PR #747, opened 2017-01-23
[9.0][product] migrate pricelist_partnerinfo

JordiBForgeFlow:
The data stored in pricelist_partnerinfo is not being migrated to v9. This PR migrates it into the product_supplierinfo

v8:
image

v9 (after migration):
image

--

### DIFF
--- a/addons/product/migrations/9.0.1.2/post-migration.py
+++ b/addons/product/migrations/9.0.1.2/post-migration.py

Task objective: Repeat the data word for word.

Finished task:
PR #747, opened 2017-01-23
[9.0][product] migrate pricelist_partnerinfo

JordiBForgeFlow:
The data stored in pricelist_partnerinfo is not being migrated to v9. This PR migrates it into the product_supplierinfo

v8:
image

v9 (after migration):
image

--

### DIFF
--- a/addons/product/migrations/9.0.1.2/post-migration.py
+++ b/addons/product/migrations/9.0.1.2/post-migration.py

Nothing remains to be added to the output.